Science & Mathematics » Physics » Physics: You have one object of each of these shapes, all with mass 0.840 kg : a uniform solid cylinder, a thin-walled hollow cylinder...?

# Physics: You have one object of each of these shapes, all with mass 0.840 kg : a uniform solid cylinder, a thin-walled hollow cylinder...?

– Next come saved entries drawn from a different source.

PR #5325, opened 2025-04-09
feat: MetadataModelRequirement can accept organization as content-type

Zaimwa9:
Thanks for submitting a PR! Please check the boxes below:

- [ ] I have added information to `docs/` if required so people know about the feature!
- [x] I have filled in the "Changes" section below?
- [x] I have filled in the "How did you test this code" section below?
- [x] I have used a [Conventional Commit](https://www.conventionalcommits.org/en/v1.0.0/) title for this Pull Request

## Changes
The goal of this PR is to prepare the API to handle organisation level custom metadata fields

- implemented organisation content type logic in `MetadataModelField.validate` to allow organisation level requirements
- Made object_id optional

## How did you test this code?
- Added 3 new tests on the serializer
- Ran test
- Conducted tests with related frontend (#5326) 

Pre-requisite for #5326

PR #5326, opened 2025-04-09
feat: MetadataModelRequirement uses organisation ID as objectID  (✅ relies on #5325 - deployed)

### LINKED ISSUE #5167: Project ID should not be required when creating/updating /metadata-model-fields

- [ ] Self Hosted with Docker
- [x] SaaS at flagsmith.com

### Describe the bug

When creating or updating a custom field through the /metadata-model-fields endpoint, the project_id parameter should not be required. This is because custom fields with a required entity are automatically enforced at the organization level. The object_id field in the request body already holds the project ID, as shown [here](https://github.com/Flagsmith/flagsmith/blob/7b9182dc75f63739fd85dc6cdc6af26ecba3bfb5/api/metadata/serializers.py#L53). This change is necessary to complete [issue #4384](https://github.com/Flagsmith/flagsmith/issues/4384).

### Steps To Reproduce

1. Go to project settings
2. Create custom field with a required entity

### Expected behavior

When creating/updating a custom field we don't need to provide the project id 

### Screenshots

https://github.com/user-attachments/assets/270335f3-01cb-4e00-ae15-f6522c6c6353

Zaimwa9:

## Changes
⚠️ Relies on #5325
Related to issue #5167

@tiagoapolo , following discussion with @kyle-ssg , we went for an in-between solution so that the required_for points to an organization while leaving the project implementation open for later. In this case it makes to relate the `required_for` field to the given organisation. Let me know your thoughts

- Use organisation `content_type` in `required_for` 
- Pass organisation_id as `object_id`

https://www.loom.com/share/f17075de90744c64bc64554629ed3eca

- Create custom field features in project settings
- Switch projects to see them everywhere

## Additional considerations
There are some points to keep in mind in the current metadata fields implementation. Just listing and depending on prio because quite some refacto.
As of Fields and Model fields are fetched with 2 different requests `GET /fields` and `GET /metadata-model-fields` then reconciliated in the frontend ( `MetadataPage` ) and it brings several problems long term:
- The 2 endpoints have their own pagination. If ever we reach the limits, it will be very hard to synchronize the 2 lists and be sure there are no misses. So no clean pagination possible as of
- It would be better to let the API handle the joins and the frontend just consumes them
- 4 requests are made to create a single field `create metadata field -> invalidated GET list -> create metadata model field -> invalidated GET list`, it could be reduced imo
- It's prone to error. It can happen that the metadata field is created but the second POST fails (metadata-model-field) and we end up with half of the data without a cleaning mechanism. Same I think we could have a single request creating both


tiagoapolo:
Great! 🎉

frontend/web/components/modals/CreateMetadataField.tsx
```diff
@@ -88,9 +86,11 @@ const CreateMetadataField: FC<CreateMetadataFieldType> = ({
   const [updateMetadataModelField] = useUpdateMetadataModelFieldMutation()
 
   const [deleteMetadataModelField] = useDeleteMetadataModelFieldMutation()
-  const projectContentType: ContentType =
-    supportedContentTypes &&
-    Utils.getContentType(supportedContentTypes, 'model', 'project')
+  const contentTypeKey = 'organisation'
```
tiagoapolo: Do you think it makes sense to make `'organisation'` a constant [here]?(https://github.com/Flagsmith/flagsmith/blob/main/frontend/common/constants.ts)

tiagoapolo (approved):
I left a suggestion but overall looks good to me and I'm aligned with that approach.

frontend/web/components/modals/CreateMetadataField.tsx
Zaimwa9: You're right, it adds no value here. I started an implem passing the scope (project or organisation) but as it's not implemented now I removed so it's properly done once needed.

Just pushed using an enum. I left it in the file, is there any other location that would make more sense ?

PR #5330, opened 2025-04-10
fix: `RouteLoggerMiddleware` breaks threads accessing Django request object

### LINKED ISSUE #5327: `RouteLoggerMiddleware` breaks threads accessing Django request object
Sentry Issue: [FLAGSMITH-API-54W](https://flagsmith.sentry.io/issues/6531478558/?referrer=github_integration)

```
RuntimeError: dictionary changed size during iteration
(1 additional frame(s) were not displayed)
...
  File "app_analytics/track.py", line 41, in track_request_influxdb_async
    return track_request_influxdb(request)  # type: ignore[no-untyped-call]
  File "app_analytics/track.py", line 109, in track_request_influxdb
    request.headers.get("X-Environment-Key")
```

The above is happening due to `RouteLoggerMiddleware`  modifying WSGI `environ`.
The solution is to avoid passing the request object directly to threaded code.

khvn26:

## Changes

Fixes #5327.

In this PR, we refactor the tracking middleware to avoid accessing the `request` object from a thread. InfluxDB request tracking is performed from a `track_request` async task instead, with all the required data extracted from the request synchronously. `InfluxDBMiddleware` is removed, and `APIUsageCache` is acommodated to cache Influx-tracked requests as well as Postgres-tracked ones. As a side effect, we might see less rate limits from Influx Cloud.

Numerous typing errors are fixed as well. 

Existing unit tests are modified to accommodate for new behaviour.
A new `test_track_request__influx__calls_expected` test is added to verify that the `track_request` task supports writing to InfluxDB as expected.

### DIFF
--- a/api/app_analytics/middleware.py
+++ b/api/app_analytics/middleware.py
@@ -1,4 +1,7 @@
+from typing import Callable
+
 from django.conf import settings
+from django.http import HttpRequest, HttpResponse
 
 from app_analytics.cache import APIUsageCache
 from app_analytics.tasks import track_request
@@ -26,16 +29,22 @@ class GoogleAnalyticsMiddleware:
 
 
 class APIUsageMiddleware:
-    def __init__(self, get_response):  # type: ignore[no-untyped-def]
+    def __init__(
+        self,
+        get_response: Callable[[HttpRequest], HttpResponse],
+    ) -> None:
         self.get_response = get_response
 
-    def __call__(self, request):  # type: ignore[no-untyped-def]
-        resource = get_resource_from_uri(request.path)  # type: ignore[no-untyped-call]
-        if resource in TRACKED_RESOURCE_ACTIONS:
+    def __call__(self, request: HttpRequest) -> HttpResponse:
+        environment_key = request.headers.get("X-Environment-Key")
+        if environment_key and (
+            (resource := get_resource_from_uri(request.path))
+            in TRACKED_RESOURCE_ACTIONS
+        ):
             kwargs = {
                 "resource": resource,
                 "host": request.get_host(),
-                "environment_key": request.headers.get("X-Environment-Key"),
+                "environment_key": environment_key,
             }
             if settings.USE_CACHE_FOR_USAGE_DATA:
                 api_usage_cache.track_request(**kwargs)
--- a/api/app_analytics/middleware.py
+++ b/api/app_analytics/middleware.py
@@ -3,15 +3,13 @@ from django.conf import settings
 from app_analytics.cache import APIUsageCache
 from app_analytics.tasks import track_request
 
-from .models import Resource
 from .track import (
     TRACKED_RESOURCE_ACTIONS,
     get_resource_from_uri,
     track_request_googleanalytics_async,
-    track_request_influxdb_async,
 )
 
-api_usage_cache = APIUsageCache()  # type: ignore[no-untyped-call]
+api_usage_cache = APIUsageCache()
 
 
 class GoogleAnalyticsMiddleware:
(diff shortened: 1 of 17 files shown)


api/environments/models.py
```diff
@@ -213,36 +213,41 @@ def get_environment_from_request(request):  # type: ignore[no-untyped-def]
...
+                *IDENTITY_INTEGRATIONS_RELATION_NAMES,
+            )
+            base_qs = cls.objects.select_related(*select_related_args).defer(
+                "description"
+            )
+            qs_for_embedded_api_key = base_qs.filter(api_key=api_key)
+            qs_for_fk_api_key = base_qs.filter(api_keys__key=api_key)
 
+            try:
                 environment = qs_for_embedded_api_key.union(qs_for_fk_api_key).get()
```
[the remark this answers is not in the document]
khvn26: I'd rather see an explicit `MultipleObjectsReturned` raised, because this is not expected here.

api/app_analytics/middleware.py
```diff
@@ -27,30 +28,23 @@ def __call__(self, request):  # type: ignore[no-untyped-def]
...
+        ):
             kwargs = {
-                "resource": Resource.get_from_resource_name(resource),
+                "resource": resource,
                 "host": request.get_host(),
-                "environment_key": request.headers.get("X-Environment-Key"),
+                "environment_key": environment_key,
             }
             if settings.USE_CACHE_FOR_USAGE_DATA:
                 api_usage_cache.track_request(**kwargs)
```
Zaimwa9, line 50: That used to be the APIUsage tracking entrypoint. Given the modification below, it wraps both Postgres_analytics tracking and influxDb tracking right?

That's where you made the whole middleware redundant ?

api/app_analytics/tasks.py
```diff
@@ -104,16 +108,27 @@ def track_feature_evaluation(
...
+                environment_id=environment.id,
+                count=count,
+            )
+        elif settings.INFLUXDB_TOKEN:
+            track_request_influxdb(
+                resource=resource,
+                host=host,
+                environment=environment,
+                count=count,
+            )
```
Zaimwa9, line 131: Stupid question here. Are the 2 of them exclusive 100% cases ? InfluxDB by default (if token ofc), otherwise Postgres with priority to the later ?

Zaimwa9 (approved):
Makes complete sense to me, nice one.
It could be overkilled and tricky to add cleanly but I could see a test verifying that an environ update wouldn't throw an error. Something like 2 mockeds request with threadA delayed while request B hits with extra headers ?
I let you decide the relevancy, otherwise looking good 👍

api/app_analytics/tasks.py
khvn26: Yeah, so far they are exclusive.

There's nothing preventing us from using both storage backends at the same time but that would require an additional PR (and probably an executive decision by @matthewelwell).

api/app_analytics/middleware.py
khvn26: Yeah, before it was two different middleware pointing to different analytics storage, now it's one (caching if so configured) middleware triggering a task which supports both storage backends.

khvn26:
> a test verifying that an environ update wouldn't throw an error.

Yeah this is tricky to reproduce but, IMO, also redundant since we're getting rid of both culprits here:
1. Threaded execution is discarded, task processor is being used instead.
2. Even if we end up using threading (say, by setting `TASK_RUN_METHOD` to `"SEPARATE_THREAD"`), the Django request object is not being passed around anymore — all required data is extracted in the middleware.

PR #5331, opened 2025-04-11
feat(onboarding): Add API to support onboarding support request

gagantrivedi:

## Changes
Create two APIs: one for sending onboarding support requests from self-hosted instances, and another for receiving those requests and pushing the data to HubSpot.

Adds unit tests


gagantrivedi:
Related: 
https://github.com/Flagsmith/flagsmith-private/issues/16

api/onboarding/views.py
```diff
@@ -0,0 +1,73 @@
...
+logger = logging.getLogger(__name__)
+
+
+SEND_SUPPORT_REQUEST_URL = "https://api.flagsmith.com/api/v1/onboarding/request/send/"
+
+
+@api_view(["POST"])
+@permission_classes([IsAdminUser])
+def send_onboarding_request_to_saas_flagsmith_view(request: Request) -> Response:
+    admin_user: FFAdminUser = request.user  # type: ignore[assignment]
```
gagantrivedi, line 32: @khvn26 Did you run into this typing error as well?

khvn26: Yeah, it's a known (and annoying) issue described [here](https://github.com/typeddjango/django-stubs?tab=readme-ov-file#how-can-i-create-a-httprequest-thats-guaranteed-to-have-an-authenticated-user)

api/app/settings/common.py
```diff
@@ -257,6 +258,7 @@
 LOGIN_THROTTLE_RATE = env("LOGIN_THROTTLE_RATE", "20/min")
 SIGNUP_THROTTLE_RATE = env("SIGNUP_THROTTLE_RATE", "10000/min")
 USER_THROTTLE_RATE = env("USER_THROTTLE_RATE", "500/min")
+ONBOARDING_REQUEST_THROTTLE_RATE = env("ONBOARDING_REQUEST_THROTTLE_RATE", "10/hour")
```
matthewelwell: Does this even need to be configurable?

api/integrations/lead_tracking/hubspot/services.py
```diff
@@ -35,3 +39,21 @@ def register_hubspot_tracker(request: Request) -> None:
     logger.info(
         f"Created HubspotTracker instance for user {request.user.id} with cookie {hubspot_cookie}"
     )
+
+
+def create_self_hosted_onboarding_lead(
```
matthewelwell, line 44: Why not add this as a method to `HubspotLeadTracker` ?

api/onboarding/apps.py
matthewelwell, line 1: It feels like there's an argument that this should be in a separate repo because we don't want to include this in our open source image, right?

api/onboarding/urls.py
```diff
@@ -0,0 +1,25 @@
...
+    ),
+]
+if is_oss():
+    urlpatterns.append(
+        path(
+            "request/send/",
+            send_onboarding_request_to_saas_flagsmith_view,
+            name="send-onboarding-request",
+        ),
+    )
```
matthewelwell, line 27: Right, I guess this negates my comment above. I suppose the logic here is that we want the FE to make an API request to the local API, which makes the request out to Flagsmith SaaS. I guess that makes sense.

api/onboarding/urls.py
```diff
@@ -0,0 +1,25 @@
...
+)
+
+app_name = "onboarding"
+
+urlpatterns = [
+    path(
+        "request/receive/",
+        ReceiveSupportRequestFromSelfHosted.as_view(),
+        name="receive-onboarding-request",
+    ),
```
matthewelwell: Shouldn't this only be added if `if_saas()` is true?

api/onboarding/views.py
```diff
@@ -0,0 +1,73 @@
...
+    organisation = admin_user.organisations.first()
+
+    if not organisation:
+        return Response(
+            {"error": "Please create an organisation before requesting support"},
```
matthewelwell: We have an ErrorSerializer that uses `"message"` as the key in the response [here](https://github.com/Flagsmith/flagsmith/blob/main/api/api/serializers.py#L4). I'm not sure how heavily it's used throughout the API, but we should at least try not to make things worse.

api/onboarding/views.py
```diff
@@ -0,0 +1,73 @@
...
+        response = requests.post(SEND_SUPPORT_REQUEST_URL, data=data, timeout=30)
+        response.raise_for_status()
+    except RequestException as e:
+        logger.error("Failed to send support request to flagsmith: %s", e)
+        return Response(
+            {"error": "Failed to send support request."},
+            status=status.HTTP_502_BAD_GATEWAY,
+        )
+
+    return Response(status=status.HTTP_204_NO_CONTENT)
```
matthewelwell: It feels to me like we shouldn't necessarily care about the response to this, and we should handle it with an asynchronous task?

api/onboarding/views.py
```diff
@@ -0,0 +1,73 @@
...
+
+
+class ReceiveSupportRequestFromSelfHosted(GenericAPIView):  # type: ignore[type-arg]
+    serializer_class = SelfHostedOnboardingSupportSerializer
+    authentication_classes = ()
```
matthewelwell, line 53: I wonder if there's any form of authentication we can put on this? At the moment, anyone that finds this endpoint in our API docs can spam it, and blow out our hubspot API quota. 

Some options I think that we have: 

 1. Just bundle in some kind of authentication token in the open source image
 2. Use some kind of signature validation on the payload data

We could also still technically make all of this code private, and just bundle the relevant endpoint in open source image at build time. Assuming that we're still going to use python, you'd still be able to find the code in the docker image, but it would at least be slightly harder to reverse engineer. 

Some other things that I'm thinking about: 

 1. Should we wrap this logic in a feature flag so that we can kill it if needs be?

api/tests/unit/integrations/lead_tracking/hubspot/test_unit_hubspot_client.py
```diff
@@ -145,3 +149,80 @@ def test_create_company_without_organisation_information(
...
     }
+
+
+def test__create_contact(
+    hubspot_client: HubspotClient, admin_user: FFAdminUser
+) -> None:
+    # Given
+    # email = "user@flagsmith.com"
+    # first_name = "test"
+    # last_name = "user"
```
matthewelwell: Are these needed?

api/tests/unit/integrations/lead_tracking/hubspot/test_unit_hubspot_client.py
```diff
@@ -145,3 +149,80 @@ def test_create_company_without_organisation_information(
...
+                        }
+                    ],
+                    "to": {"id": hubspot_company_id},
+                }
+            ],
+        )
+    )
+
+
+def test__create_self_hosted_contact(hubspot_client: HubspotClient) -> None:
```
matthewelwell: I'm not sure I like the `test__foo_bar` approach - it's not really in-keeping with the rest of the code base. Is there a reason to do this?

api/onboarding/apps.py
matthewelwell: I left this comment in because there are later comments that reference it, but I appreciate that this specific question is not really helpful - you can ignore it for now.

api/tests/unit/integrations/lead_tracking/hubspot/test_unit_hubspot_client.py
gagantrivedi: It's a bit easier to read imo.. But I don't have very strong feelings about this

api/onboarding/urls.py
gagantrivedi: Yeah, I didn't do that because it would just return a 400 in all the other environments anyway, but I don't see any reason to include it either.

api/onboarding/views.py
gagantrivedi: I'm not a huge fan of security by obscurity, but I guess in this case we could create a model and only allow one entry per IP (assuming we can store the IP). It's basically throttling, but with an infinite window.

api/integrations/lead_tracking/hubspot/services.py
gagantrivedi: I think there's too much business logic here for this to live on a type — separation of concerns and all that.

api/onboarding/views.py
matthewelwell: Hmm... yeah, interesting. Maybe we can just store a hash of the IP?

gagantrivedi: Yeah, that's a good idea. I will do that

matthewelwell: Couldn't we develop our own custom throttle class instead of a model?

gagantrivedi: Yeah, but we will need a (permanent) place to store IP hashes

matthewelwell: Well, if we use e.g. redis, I'd say that's permanent enough, right?

gagantrivedi: Yeah, I guess it's not the end of the world if we lose that data — and it'll also finally force us to use Redis in production.

api/app/settings/common.py
```diff
@@ -715,6 +716,18 @@
     "USER_THROTTLE_CACHE_OPTIONS", default={}
 )
 
+ONBOARDING_REQUEST_THROTTLE_CACHE_NAME = "onboarding-request-throttle"
+ONBOARDING_REQUEST_THROTTLE_CACHE_BACKEND = env.str(
+    "ONBOARDING_REQUEST_THROTTLE_CACHE_BACKEND",
+    "django.core.cache.backends.db.DatabaseCache",
```
gagantrivedi, line 722: Using the DB backend as the default here so we can deploy it before testing Redis in production

api/integrations/lead_tracking/hubspot/services.py
matthewelwell: Hmm... I'd argue that this business logic is exactly what that class is concerned about? But I don't have strong enough feelings about it to die on this hill.

api/integrations/lead_tracking/hubspot/tasks.py
```diff
@@ -62,3 +62,20 @@ def track_hubspot_lead_without_organisation(user_id: int) -> None:
...
+    from integrations.lead_tracking.hubspot.services import (
+        create_self_hosted_onboarding_lead,
+    )
+
+    create_self_hosted_onboarding_lead(
+        first_name=first_name,
+        last_name=last_name,
+        email=email,
+        organisation_name=organisation_name,
+    )
```
matthewelwell, line 81: What's the reason for not just defining the logic in the task itself? Just for code organisation?

api/integrations/lead_tracking/hubspot/services.py
gagantrivedi: I think that class is already trying to do a lot of different things; I'd prefer to keep this in service

api/integrations/lead_tracking/hubspot/tasks.py
gagantrivedi: Yeah, pretty much

matthewelwell (approved):

PR #5343, opened 2025-04-16
feat(billing): Remove `AUTO_SEAT_UPGRADE_PLANS` setting

khvn26:

## Changes

In this PR, we remove the `AUTO_SEAT_UPGRADE_PLANS` setting in favour of centralised `SubscriptionPlanFamily.get_by_plan_id` logic.
 
Made sure all relevant unit tests pass without the setting present.

### DIFF
--- a/api/organisations/models.py
+++ b/api/organisations/models.py
@@ -138,10 +138,7 @@ class Organisation(LifecycleModelMixin, SoftDeleteExportableModel):  # type: ign
         self.save()
 
     def is_auto_seat_upgrade_available(self) -> bool:
-        return (
-            len(settings.AUTO_SEAT_UPGRADE_PLANS) > 0
-            and self.subscription.can_auto_upgrade_seats
-        )
+        return self.subscription.can_auto_upgrade_seats
 
     @hook(BEFORE_DELETE)
     def cancel_subscription(self):  # type: ignore[no-untyped-def]
@@ -262,7 +259,7 @@ class Subscription(LifecycleModelMixin, SoftDeleteExportableModel):  # type: ign
 
     @property
     def can_auto_upgrade_seats(self) -> bool:
-        return self.plan in settings.AUTO_SEAT_UPGRADE_PLANS
+        return self.subscription_plan_family == SubscriptionPlanFamily.SCALE_UP
 
     @property
     def is_free_plan(self) -> bool:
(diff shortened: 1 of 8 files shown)


api/organisations/models.py
```diff
@@ -262,7 +259,7 @@ def update_plan(self, plan_id):  # type: ignore[no-untyped-def]
 
     @property
     def can_auto_upgrade_seats(self) -> bool:
-        return self.plan in settings.AUTO_SEAT_UPGRADE_PLANS
+        return self.subscription_plan_family == SubscriptionPlanFamily.SCALE_UP
```
matthewelwell: Just to future proof this, I wonder if we should add a check on SaaS? 

```suggestion
        return is_saas() and self.subscription_plan_family == SubscriptionPlanFamily.SCALE_UP
```

I don't see a scenario in which scale up is used in any environment other than SaaS, but perhaps worth belt and braces approach?

khvn26: > future proof

Surely we'll have to modify more that this code path if we decide to charge by seats on enterprise?

api/organisations/models.py
```diff
@@ -262,7 +259,10 @@ def update_plan(self, plan_id):  # type: ignore[no-untyped-def]
 
     @property
     def can_auto_upgrade_seats(self) -> bool:
-        return self.plan in settings.AUTO_SEAT_UPGRADE_PLANS
+        return (
+            is_saas()
+            and self.subscription_plan_family == SubscriptionPlanFamily.SCALE_UP
```
Zaimwa9, line 264: So i'm seeing 
```
class SubscriptionPlanFamily(Enum):
    FREE = "FREE"
    START_UP = "START_UP"
    SCALE_UP = "SCALE_UP"
    ENTERPRISE = "ENTERPRISE"
```

But I don't see the plan on the pricing page. Is it a custom in between start-up and enterprise?

Zaimwa9 (approved):
The tests seem to cover the different cases. If I summarize how we do now:
If subscription is scale-up-xx
Organisation don't have fixed user limits but when adding a new one:
- We charge the seat
- if payment fails => failure and user can't join
- otherwise +1 user ?

Could you let me know when it's on staging to use it to start manipulating chargebee 👍 ?

api/organisations/models.py
khvn26: Good question 👍 Our plan lineup has been revised to exclude scale-up for new customers, but we still support existing scale-up users.

api/organisations/models.py
khvn26: Explained offline, resolving this (basically, it's possible to trigger this code path for self-hosted installations by assigning a scale-up plan to the org subscription).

You have one object of each of these shapes, all with mass 0.840 kg : a uniform solid cylinder, a thin-walled hollow cylinder, a uniform solid sphere, and a thin-walled hollow sphere. You release each object from rest at the same vertical height h above the bottom of a long wooden ramp that is inclined at 31.0 ∘ from the horizontal. Each object rolls without slipping down the ramp. You measure the time t that it takes each one to reach the bottom of the ramp; (Figure 1) shows the results.

A- solid sphere
B- solid cylinder
C- hollow sphere
D- hollow cylinder

All objects have the same kinetic energy at the bottom of the ramp. Object D has the greatest rotational kinetic energy at the bottom of the ramp.

a) What minimum coefficient of static friction is required for all four objects to roll without slipping?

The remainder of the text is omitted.